- Opening Delimiter -
PR #9405, opened 2026-08-10
feat(core): implement trusted device policy controls

charIeszhao:
## Summary
- introduce a dedicated trusted-device policy library that resolves effective tenant and organization restrictions
- make trusted-device credential creation respect the effective policy and derive expiry from the tenant-configured duration
- keep existing trusted-device records unchanged when the policy is disabled, without locking or purging them
- omit the organization trusted-device policy field from API responses when dev features are disabled

## Testing
Unit tests

## Checklist
- [ ] `.changeset`
- [x] unit tests
- [ ] integration tests

### DIFF
--- a/packages/core/src/libraries/trusted-device-policy.test.ts
+++ b/packages/core/src/libraries/trusted-device-policy.test.ts
@@ -91,6 +91,10 @@ const createQueries = (
 
 describe('trusted device policy library', () => {
   it('disables and deletes all tenant records in one transaction', async () => {
+    const current = {
+      ...mockSignInExperience,
+      trustedDevice: { enabled: true, durationDays: 30 },
+    };
     const updated = {
       ...mockSignInExperience,
       trustedDevice: { enabled: false, durationDays: 30 },
@@ -107,7 +111,7 @@ describe('trusted device policy library', () => {
         async <Result>(run: (transaction: typeof connection) => Promise<Result>) => run(connection)
       ),
     };
-    const library = createTrustedDevicePolicyLibrary(createQueries(pool));
+    const library = createTrustedDevicePolicyLibrary('tenant-id', createQueries(pool, current));
 
     await expect(
       library.updateGlobalPolicy({ enabled: false, durationDays: 30 }, {})
@@ -115,7 +119,7 @@ describe('trusted device policy library', () => {
 
     expect(connection.query).toHaveBeenCalledTimes(3);
     expect(connection.query.mock.calls[0]?.[0]).toEqual(
-      expectSqlString('lock table "trusted_devices" in share row exclusive mode')
+      expectSqlString('select pg_advisory_xact_lock(hashtextextended($1, 0))')
     );
     expect(connection.query.mock.calls[1]?.[0]).toEqual(
       expectSqlString('update "sign_in_experiences"')
@@ -124,121 +128,81 @@ describe('trusted device policy library', () => {
   });
 
   it('does not delete records for a duration-only policy update', async () => {
+    const current = {
+      ...mockSignInExperience,
+      trustedDevice: { enabled: true, durationDays: 30 },
+    };
     const updated = {
       ...mockSignInExperience,
       trustedDevice: { enabled: true, durationDays: 60 },
     };
     const connection = {
-      query: jest.fn(async () => createMockQueryResult([updated as never])),
+      query: jest.fn(async (_query: unknown) => createMockQueryResult([updated as never])),
     };
     const pool = {
       transaction: jest.fn(
         async <Result>(run: (transaction: typeof connection) => Promise<Result>) => run(connection)
       ),
     };
-    const library = createTrustedDevicePolicyLibrary(createQueries(pool));
+    const library = createTrustedDevicePolicyLibrary('tenant-id', createQueries(pool, current));
 
     await expect(
       library.updateGlobalPolicy({ enabled: true, durationDays: 60 }, {})
     ).resolves.toEqual(updated);
-    expect(connection.query).toHaveBeenCalledTimes(1);
+    expect(connection.query).toHaveBeenCalledTimes(2);
+    expect(connection.query.mock.calls[0]?.[0]).toEqual(
+      expectSqlString('select pg_advisory_xact_lock(hashtextextended($1, 0))')
+    );
+    expect(connection.query.mock.calls[1]?.[0]).toEqual(
+      expectSqlString('update "sign_in_experiences"')
+    );
   });
 
-  it('serializes global disable before concurrent creation and prevents post-disable creation', async () => {
-    /* eslint-disable @silverhand/fp/no-mutation, @silverhand/fp/no-let -- Simulate mutable database state and lock ownership for the concurrency test. */
-    let signInExperience = {
+  it('does not delete records when the policy remains disabled', async () => {
+    const current = {
       ...mockSignInExperience,
-      trustedDevice: { enabled: true, durationDays: 30 },
+      trustedDevice: { enabled: false, durationDays: 30 },
     };
-    let isCleanupLockHeld = false;
-    let notifyCleanupLockAcquired: (() => void) | undefined;
-    let continueDisable: (() => void) | undefined;
-    let notifyCreateLockRequested: (() => void) | undefined;
-    let notifyCleanupLockReleased: (() => void) | undefined;
-    const cleanupLockAcquired = new Promise<void>((resolve) => {
-      notifyCleanupLockAcquired = resolve;
-    });
-    const disableCanContinue = new Promise<void>((resolve) => {
-      continueDisable = resolve;
-    });
-    const createLockRequested = new Promise<void>((resolve) => {
-      notifyCreateLockRequested = resolve;
-    });
-    const cleanupLockReleased = new Promise<void>((resolve) => {
-      notifyCleanupLockReleased = resolve;
-    });
-    const createConnection = () => {
-      let holdsCleanupLock = false;
-
-      return {
-        any: jest.fn(async () => []),
-        query: jest.fn(async (query: { sql: string }) => {
-          if (/share row exclusive mode/i.test(query.sql)) {
-            isCleanupLockHeld = true;
-            holdsCleanupLock = true;
-            notifyCleanupLockAcquired?.();
-            await disableCanContinue;
-
-            return createMockQueryResult([]);
-          }
-
-          if (/row exclusive mode/i.test(query.sql)) {
-            notifyCreateLockRequested?.();
-
-            if (isCleanupLockHeld) {
-              await cleanupLockReleased;
-            }
-
-            return createMockQueryResult([]);
-          }
-
-          if (/update "sign_in_experiences"/i.test(query.sql)) {
-            signInExperience = {
-              ...signInExperience,
-              trustedDevice: { enabled: false, durationDays: 30 },
-            };
-            return createMockQueryResult([signInExperience as never]);
-          }
-
-          return createMockQueryResult([]);
-        }),
-        release: () => {
-          if (holdsCleanupLock) {
-            isCleanupLockHeld = false;
-            notifyCleanupLockReleased?.();
-          }
-        },
-      };
+    const updated = {
+      ...mockSignInExperience,
+      trustedDevice: { enabled: false, durationDays: 60 },
+    };
+    const connection = {
+      query: jest
+        .fn()
+        .mockResolvedValueOnce(createMockQueryResult([]))
+        .mockResolvedValueOnce(createMockQueryResult([updated as never])),
     };
     const pool = {
       transaction: jest.fn(
-        async <Result>(
-          run: (transaction: ReturnType<typeof createConnection>) => Promise<Result>
-        ) => {
-          const connection = createConnection();
-
-          try {
-            return await run(connection);
-          } finally {
-            connection.release();
-          }
-        }
+        async <Result>(run: (transaction: typeof connection) => Promise<Result>) => run(connection)
       ),
     };
-    const library = createTrustedDevicePolicyLibrary(createQueries(pool, () => signInExperience));
-    const createRecord = jest.fn(async () => 'created');
-    const disable = library.updateGlobalPolicy({ enabled: false, durationDays: 30 }, {});
+    const library = createTrustedDevicePolicyLibrary('tenant-id', createQueries(pool, current));
 
-    await cleanupLockAcquired;
-    const create = library.runIfEnabled('user-id', createRecord);
-    await createLockRequested;
-    continueDisable?.();
+    await expect(
+      library.updateGlobalPolicy({ enabled: false, durationDays: 60 }, {})
+    ).resolves.toEqual(updated);
+    expect(connection.query).toHaveBeenCalledTimes(2);
+  });
 
-    await expect(Promise.all([disable, create])).resolves.toEqual([
-      expect.objectContaining({ trustedDevice: { enabled: false, durationDays: 30 } }),
-      undefined,
-    ]);
-    expect(createRecord).not.toHaveBeenCalled();
-    /* eslint-enable @silverhand/fp/no-mutation, @silverhand/fp/no-let */
+  it('does not run the create callback when the tenant policy is disabled', async () => {
+    const connection = {
+      query: jest.fn(async () => createMockQueryResult([])),
+      any: jest.fn(async () => []),
+    };
+    const pool = {
+      transaction: jest.fn(
+        async <Result>(run: (transaction: typeof connection) => Promise<Result>) => run(connection)
+      ),
+    };
+    const run = jest.fn(async () => 'created');
+    const library = createTrustedDevicePolicyLibrary('tenant-id', createQueries(pool));
+
+    await expect(library.runIfEnabled('user-id', run)).resolves.toBeUndefined();
+    expect(run).not.toHaveBeenCalled();
+    expect(connection.query).toHaveBeenCalledWith(
+      expectSqlString('select pg_advisory_xact_lock(hashtextextended($1, 0))')
+    );
   });
 });
--- a/packages/core/src/libraries/trusted-device-policy.test.ts
+++ b/packages/core/src/libraries/trusted-device-policy.test.ts
@@ -1,11 +1,8 @@
 import type { SignInExperience } from '@logto/schemas';
-import { createMockQueryResult } from '@silverhand/slonik';
 
 import { mockSignInExperience } from '#src/__mocks__/index.js';
-import { createSignInExperienceQueries } from '#src/queries/sign-in-experience.js';
 import type Queries from '#src/tenants/Queries.js';
 import { expectSqlString } from '#src/test-utils/query.js';
-import { MockWellKnownCache } from '#src/test-utils/tenant.js';
 
 import {
   createTrustedDevicePolicyLibrary,
@@ -59,11 +56,7 @@ const createQueries = (
 ) =>
   ({
     pool,
-    wellKnownCache: {
-      mutate: (run: (...args: never[]) => Promise<unknown>) => run,
-    },
     signInExperiences: {
-      ...createSignInExperienceQueries(pool as never, new MockWellKnownCache()),
       findDefaultSignInExperience: jest.fn(async () =>
         typeof signInExperience === 'function' ? signInExperience() : signInExperience
       ),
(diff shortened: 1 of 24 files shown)


packages/core/src/utils/SchemaRouter.ts
```diff
@@ -402,7 +420,7 @@ export default class SchemaRouter<
         '/',
         koaGuard({
           // @ts-expect-error -- `.omit()` doesn't play well with generics
-          body: schema.createGuard.omit({ id: true }),
+          body: resolveGuard(createGuard, schema.createGuard.omit({ id: true })),
           response: entityGuard ?? schema.guard,
```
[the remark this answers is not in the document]
charIeszhao: Good catch. I replaced the create/update guard overrides with a subtractive `hiddenFields` configuration, so POST bodies are always derived from `schema.createGuard.omit({ id: true, ...hiddenFields })`. I also moved the generated ID after the body spread as defense in depth, so the server-generated value always wins.

packages/integration-tests/src/tests/api/sign-in-experience.test.ts
```diff
@@ -5,7 +5,11 @@ import {
   OrganizationRequiredMfaPolicy,
   SignInIdentifier,
   ConnectorType,
+  defaultTenantId,
 } from '@logto/schemas';
+import { generateStandardId } from '@logto/shared';
+import { assertEnv } from '@silverhand/essentials';
+import { createInterceptorsPreset, createPool, sql, type DatabasePool } from '@silverhand/slonik';
```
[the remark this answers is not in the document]
charIeszhao: Addressed in 463005dc9. The trusted-device policy and global-disable integration suites now use devFeatureTest.describe, so they are skipped when dev features are disabled.

packages/integration-tests/src/tests/api/organization/organization.test.ts
```diff
@@ -108,6 +108,34 @@ describe('organization APIs', () => {
     expect(organization).toStrictEqual(createdOrganization);
   });
 
+  it('should create, read, and update the trusted-device restriction', async () => {
```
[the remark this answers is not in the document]
charIeszhao: Addressed in 463005dc9. Both organization trusted-device restriction cases now use devFeatureTest.it.

packages/core/src/libraries/trusted-device-policy.ts
```diff
@@ -0,0 +1,106 @@
...
+              trustedDevice,
+            },
+            connection
+          );
+        if (!isEnabled) {
+          await new TrustedDeviceQueries(connection).deleteAllByTenant();
+        }
+
+        return updatedSignInExperience;
+      });
```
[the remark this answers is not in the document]
charIeszhao: Addressed in 463005dc9 by making trustedDevice a full-update payload instead of merging a partial patch. When trustedDevice is present, both enabled and durationDays are required by the route guard and OpenAPI; incomplete payloads return 400. updateGlobalPolicy now accepts only Required<TrustedDevicePolicy> and no longer derives enabled from defaults. Incomplete-policy cases were added.

wangsijie (approved):

packages/core/src/queries/trusted-device.ts
```diff
@@ -10,6 +14,18 @@ import { convertToIdentifiers, manyRows } from '#src/utils/sql.js';
...
+  connection: DatabaseTransactionConnection
+) => {
+  await connection.query(sql`lock table ${table} in row exclusive mode`);
+};
+
+export const lockTrustedDeviceTableForCleanup = async (
+  connection: DatabaseTransactionConnection
+) => {
+  await connection.query(sql`lock table ${table} in share row exclusive mode`);
+};
```
simeng-li: `trusted_devices` is one shared table for all tenants — isolation is RLS, not partitioning — and `LOCK TABLE` is not RLS-scoped. It locks the whole relation.

So while tenant A holds `share row exclusive mode` for its disable transaction (which wraps a full `delete from trusted_devices` over A's rows), every *other* tenant's `runIfEnabled` blocks on the `row exclusive mode` acquisition, mid-sign-in. With `statement_timeout` in play that surfaces as 500s in tenants that have nothing to do with the policy change.

A per-tenant `pg_advisory_xact_lock(hashtextextended(<tenantId>, 0))` gives the same serialization with no cross-tenant blast radius, and lets the create path drop the extra `LOCK TABLE` round trip entirely.

packages/core/src/libraries/trusted-device-policy.ts
```diff
@@ -0,0 +1,100 @@
...
+          await queries.signInExperiences.updateDefaultSignInExperience(
+            {
+              ...signInExperienceUpdate,
+              trustedDevice,
+            },
+            connection
+          );
+        if (!trustedDevice.enabled) {
+          await new TrustedDeviceQueries(connection).deleteAllByTenant();
+        }
```
simeng-li: Both branches key off the *new* value only, never comparing against the stored one. So any `PATCH /sign-in-exp` carrying `trustedDevice: { enabled: false, durationDays: 45 }` — a duration tweak, or a client that just echoes the current policy back — takes the table-wide lock and runs `delete from trusted_devices`, even when the policy was already disabled and there is nothing to purge.

Together with the table-level lock this makes a client that periodically re-PATCHes SIE a database-wide bottleneck.

The integration test is named `deletes every tenant trusted-device record when enabled **changes** to disabled`, but the transition check isn't implemented. The route already has `currentSettings` in hand (`routes/sign-in-experience/index.ts:159-162`), so gating on `currentSettings.trustedDevice.enabled === true` is essentially free.

packages/core/src/libraries/trusted-device-policy.ts
```diff
@@ -0,0 +1,100 @@
...
+
+export const resolveEffectiveTrustedDevicePolicy = (
+  policy: TrustedDevicePolicy,
+  organizations: ReadonlyArray<Pick<Organization, 'isTrustedDeviceAllowed'>>
+): EffectiveTrustedDevicePolicy => ({
+  enabled:
+    (policy.enabled ?? defaultTrustedDevicePolicy.enabled) &&
+    organizations.every(({ isTrustedDeviceAllowed }) => isTrustedDeviceAllowed),
+  durationDays: policy.durationDays ?? defaultTrustedDevicePolicy.durationDays,
+});
```
simeng-li, line 19: This resolver is only ever consulted on the create path. `validateCredential` (`libraries/trusted-device.ts:212`) looks the record up and returns it without any policy check, and unlike the tenant-level disable there is no purge when an organization flips `isTrustedDeviceAllowed` to `false`.

Net effect: existing trusted devices keep working for members of a restricting org, and a user who *joins* a restricting org keeps theirs too. That contradicts the OpenAPI wording "This can only restrict the tenant-level policy" — today the org restriction is advisory.

Checking the effective policy at validation time would also make the create-path race largely moot, which is what the table locks exist for.

packages/core/src/libraries/trusted-device-policy.ts
```diff
@@ -0,0 +1,100 @@
...
+  );
+
+  const getEffectivePolicy = async (userId: string) => {
+    const [signInExperience, organizations] = await Promise.all([
+      queries.signInExperiences.findDefaultSignInExperience(),
+      queries.organizations.relations.users.getOrganizationsByUserId(userId),
+    ]);
+
+    return resolveEffectiveTrustedDevicePolicy(signInExperience.trustedDevice, organizations);
+  };
```
simeng-li, line 29: `getEffectivePolicy` is exported from the library and returned in the public shape, but has no callers and no test coverage. Presumably it's the intended hook for the validation-time enforcement — either wire it up in this PR or drop it, so we don't ship an untested public surface.

packages/core/src/routes/organization/index.ts
```diff
@@ -24,6 +20,12 @@ import jitRoutes from './jit/index.js';
 import userRoutes from './user/index.js';
 import { errorHandler } from './utils.js';
 
+// DEV: MFA trusted devices
+const hiddenFields = EnvSet.values.isDevFeaturesEnabled
+  ? {}
+  : { isTrustedDeviceAllowed: true as const };
+const organizationResponseGuard = Organizations.guard.omit(hiddenFields);
```
simeng-li: The masking is incomplete. `koaGuard` strips by guard, so any route still using the unmasked `Organizations.guard` returns `isTrustedDeviceAllowed` with dev features off:

- `routes/admin-user/organization.ts:15` — `GET /users/:userId/organizations` (via `organizationWithOrganizationRolesGuard`)
- `routes/applications/application-organization.ts:17` — `GET /applications/:id/organizations` (same guard)
- `routes/applications/application-user-consent-organization.ts:44` — `organizations: Organizations.guard.array()`

The consent path is fine, `publicOrganizationGuard` picks `id`/`name` only.

packages/core/src/libraries/trusted-device-policy.ts
```diff
@@ -0,0 +1,100 @@
...
+
+      const signInExperience =
+        await queries.signInExperiences.findDefaultSignInExperience(connection);
+      const organizations = await new OrganizationQueries(
+        connection
+      ).relations.users.getOrganizationsByUserId(userId);
+      const policy = resolveEffectiveTrustedDevicePolicy(
+        signInExperience.trustedDevice,
+        organizations
+      );
```
simeng-li: This runs on every credential creation, i.e. on the sign-in path, and inside the transaction that holds the table lock:

- `new OrganizationQueries(connection)` constructs ~15 nested query classes (`queries/organization/index.ts:251-321`) just to reach `relations.users`. `new UserRelationQueries(connection)` avoids that.
- `getOrganizationsByUserId` is a 4-table join with `aggregateRoles()` + `group by`, unpaginated, to read one boolean. A user in many orgs pulls all of them with all their roles.

Per creation that adds up to BEGIN + LOCK + uncached SIE read + that join + INSERT + COMMIT. A targeted `select exists(... where user_id = $1 and o.is_trusted_device_allowed = false)` would collapse most of it.

packages/core/src/libraries/trusted-device-policy.test.ts
```diff
@@ -0,0 +1,244 @@
...
+            return createMockQueryResult([]);
+          }
+
+          if (/row exclusive mode/i.test(query.sql)) {
+            notifyCreateLockRequested?.();
+
+            if (isCleanupLockHeld) {
+              await cleanupLockReleased;
+            }
+
```
simeng-li: The thing actually under test is the Postgres lock-mode conflict matrix, but that is hand-coded here in the fake connection — this branch *is* the conflict. The test asserts that the mock behaves the way the mock was written to behave; the real lock modes are only pinned indirectly by the `expectSqlString` match in the first case.

The integration suite already opens a raw pool, so a two-transaction test there would buy more than these ~95 lines of promise choreography.

packages/core/src/libraries/trusted-device-policy.ts
charIeszhao: Addressed in 1ba972b6c. Policy resolution now constructs `UserRelationQueries` directly and calls a targeted `exists` query joining only `organization_user_relations` and `organizations`, filtered by `user_id` and `is_trusted_device_allowed = false`. It no longer constructs the full `OrganizationQueries` tree or loads organizations and aggregated roles.

packages/core/src/queries/trusted-device.ts
charIeszhao: Addressed in ce3e7008a. The relation-level locks are replaced with `pg_advisory_xact_lock(hashtextextended(tenantId, 0))`, and both the policy-update and credential-create paths use the same tenant key. This removes the cross-tenant table-lock blast radius. The integration suite now uses two real database transactions to verify same-tenant exclusion, different-tenant independence, and transaction-end release.

packages/core/src/libraries/trusted-device-policy.test.ts
charIeszhao: Addressed in ce3e7008a. The hand-coded lock-conflict mock choreography was removed. The integration suite now opens two real database transactions and uses PostgreSQL advisory-lock functions to verify same-tenant exclusion, different-tenant independence, and automatic release at transaction end.

packages/core/src/libraries/trusted-device-policy.ts
charIeszhao: Validation-time enforcement is wired in the stacked follow-up PR #9413: `tryFulfillMfaWithTrustedDevice` calls `trustedDevicePolicy.getEffectivePolicy(userId)` before `trustedDevices.validateCredential`, and skips trusted-device fulfillment when the effective policy is disabled. Therefore an organization restriction change or membership change takes effect on the next validation without requiring a credential purge. This PR keeps the policy resolver and credential-creation enforcement; the sign-in fulfillment consumer remains in #9413: https://github.com/logto-io/logto/pull/9413

packages/core/src/routes/organization/index.ts
charIeszhao: Addressed in fb9c2816a. The dev-feature hidden-field configuration and organization response guards now live in a shared module. The organization SchemaRouter, user-organization response, application-organization response, and consent-organization response all use those shared guards, so `isTrustedDeviceAllowed` is consistently omitted when dev features are disabled.

packages/core/src/libraries/trusted-device-policy.ts
```diff
@@ -0,0 +1,34 @@
...
+      queries.signInExperiences.findDefaultSignInExperience(),
+      queries.organizations.relations.users.getOrganizationsByUserId(userId),
+    ]);
+
+    return resolveEffectiveTrustedDevicePolicy(signInExperience.trustedDevice, organizations);
+  };
+
+  return {
+    getEffectivePolicy,
+  };
```
simeng-li, line 31: The library is now read-only, and the tenant-credential purge went away with the locks — `deleteAllByTenant` is back to having no production caller (`queries/trusted-device.ts:102`, reachable only from its own unit test). So nothing revokes.

Dropping the *lock* was the goal; dropping revocation is a different change. An admin who disables trusted devices because they suspect a compromised device now revokes nothing: credentials sit until `expires_at` — up to 365 days — and become live again the moment the policy is re-enabled. Disable is a pause, not a revocation, and there is no separate revoke-all affordance.

Without the lock the purge is just a `DELETE` inside the sign-in-experience update transaction: cheap, no contention, none of what made the locking version a problem. Pause-vs-revoke is a product call, but "pause" is the wrong default for a security control to ship silently.

It also raises the stakes on the other side: with no purge, the `getEffectivePolicy`-before-`validateCredential` ordering in #9413 is now the only thing between a disabled policy and an honored trusted device. That ordering needs a test that fails if it is reversed.

packages/core/src/routes/organization/index.ts
```diff
@@ -58,6 +62,7 @@ export default function organizationRoutes<T extends ManagementApiRouter>(
     searchFields: ['name'],
     disabled: { get: true },
     idLength: 12,
+    entityGuard: organizationResponseGuard,
```
simeng-li, line 65: `entityGuard` masks responses only. The request bodies still come from the unmodified schema guards — `schema.createGuard.omit({ id: true })` at `utils/SchemaRouter.ts:405` and `schema.updateGuard` at `:444` — and both include `isTrustedDeviceAllowed`.

So with dev features off a client can set it via `POST /organizations` or `PATCH /organizations/:id`, it takes effect, and it is invisible in every response. A field that is writable but unreadable is worse than one that is simply exposed.

The `hiddenFields` approach from the previous iteration covered both directions. Either restore it, or omit the field from the create/update body guards explicitly here.

packages/core/src/libraries/trusted-device-policy.ts
```diff
@@ -0,0 +1,34 @@
...
+    (policy.enabled ?? defaultTrustedDevicePolicy.enabled) &&
+    organizations.every(({ isTrustedDeviceAllowed }) => isTrustedDeviceAllowed),
+  durationDays: policy.durationDays ?? defaultTrustedDevicePolicy.durationDays,
+});
+
+export const createTrustedDevicePolicyLibrary = (queries: Queries) => {
+  const getEffectivePolicy = async (userId: string) => {
+    const [signInExperience, organizations] = await Promise.all([
+      queries.signInExperiences.findDefaultSignInExperience(),
+      queries.organizations.relations.users.getOrganizationsByUserId(userId),
```
simeng-li: `getOrganizationsByUserId` is a 4-table join with `aggregateRoles()` and `group by`, unpaginated, and all that is needed here is one boolean.

This was fixed in 1ba972b6c with `hasUserDisallowedTrustedDeviceOrganization` — a two-table `exists` that hits the existing `organization_user_relations (tenant_id, user_id)` index — and lost in the reshape. It is on a hotter path now than when I first raised it: `createCredential` calls `getEffectivePolicy`, and #9413 calls it on every MFA validation.

The query and its unit test are still in the branch history, so this should be a cherry-pick rather than a rewrite.

packages/core/src/routes/organization/guards.ts
```diff
@@ -0,0 +1,13 @@
...
+
+// DEV: MFA trusted devices
+const organizationOmitMask = EnvSet.values.isDevFeaturesEnabled
+  ? {}
+  : { isTrustedDeviceAllowed: true as const };
+
+export const organizationResponseGuard = Organizations.guard.omit(organizationOmitMask);
+
+export const organizationWithRolesResponseGuard =
+  organizationWithOrganizationRolesGuard.omit(organizationOmitMask);
```
simeng-li: This masking now covers four endpoints — the organization SchemaRouter, `GET /users/:userId/organizations`, `GET /applications/:id/organizations`, and the consent-organizations route — with unit coverage only. Every integration test added in earlier iterations was removed and the checklist has integration tests unchecked.

Dev-feature masking is exactly the kind of thing that regresses silently: it depends on a build-time flag, so nothing in the normal test run exercises the disabled branch. The writable-but-hidden gap on the request side (separate comment on `organization/index.ts:65`) is an instance of that — one round-trip test asserting a create/update/read cycle with the field would have caught it.

packages/core/src/libraries/trusted-device-policy.ts
charIeszhao: This is an intentional product decision: disabling the policy suspends trusted-device use but does not prune records. We can add a separate tenant-wide prune API later so Console and admin clients can explicitly disable first and prune second. Separating those operations avoids lock management and limits any concurrent insertion race without coupling destructive cleanup to a settings update. That prune API is out of scope for this PR. The stacked #9413 tests also assert that a disabled effective policy short-circuits before credential validation.

packages/core/src/routes/organization/index.ts
charIeszhao: Addressed in daa0919b1. SchemaRouter now supports a subtractive hiddenFields configuration that is applied to native create bodies, update bodies, and schema-derived responses. The organization router passes the shared dev-feature field mask, so isTrustedDeviceAllowed is neither writable nor readable when dev features are disabled.

packages/core/src/libraries/trusted-device-policy.ts
charIeszhao: Addressed in daa0919b1. Policy resolution now uses hasUserDisallowedTrustedDeviceOrganization, a targeted two-table EXISTS query, instead of loading organizations and aggregated roles. The query has direct unit coverage.

packages/core/src/routes/organization/guards.ts
charIeszhao: We are intentionally not adding dev-feature-specific integration cases in this PR; the agreed test scope is business behavior rather than re-testing the shared dev-feature mechanism. The writable-but-hidden issue is fixed at the common SchemaRouter boundary in daa0919b1, and the affected Core type checks, lint, SchemaRouter tests, policy tests, and query tests pass.

packages/core/src/utils/SchemaRouter.ts
```diff
@@ -373,15 +378,27 @@ export default class SchemaRouter<
...
+      idLength,
+      entityGuard,
+      hiddenFields = {},
+      isPaginationOptional,
+    } = config;
+    const responseGuard = entityGuard ?? schema.guard.omit(hiddenFields);
+    // @ts-expect-error -- `.omit()` doesn't play well with generic schema keys.
+    const createBodyGuard = schema.createGuard.omit({ id: true, ...hiddenFields });
+    // eslint-disable-next-line no-restricted-syntax -- Zod `.omit()` loses the output type for generic schema keys.
+    const updateBodyGuard = schema.updateGuard.omit(hiddenFields) as z.ZodType<Partial<Schema>>;
```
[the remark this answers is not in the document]
charIeszhao: Addressed in 78eea1cee. SchemaRouter now always omits id from the update body guard, alongside hidden fields, so PATCH cannot pass a primary-key update into updateById. Added generic SchemaRouter coverage that verifies a body id is stripped and the URL id remains authoritative.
- Closing Delimiter -
-- Exercise directions --
Copy out each line of the data above, exactly, if it lies between the line holding "import type Queries" and the line holding "findDefaultSignInExperience: jest.fn(async ()", inclusive; copy no other line.

-- Result --
 import type Queries from '#src/tenants/Queries.js';
 import { expectSqlString } from '#src/test-utils/query.js';
-import { MockWellKnownCache } from '#src/test-utils/tenant.js';
 
 import {
   createTrustedDevicePolicyLibrary,
@@ -59,11 +56,7 @@ const createQueries = (
 ) =>
   ({
     pool,
-    wellKnownCache: {
-      mutate: (run: (...args: never[]) => Promise<unknown>) => run,
-    },
     signInExperiences: {
-      ...createSignInExperienceQueries(pool as never, new MockWellKnownCache()),
       findDefaultSignInExperience: jest.fn(async () =>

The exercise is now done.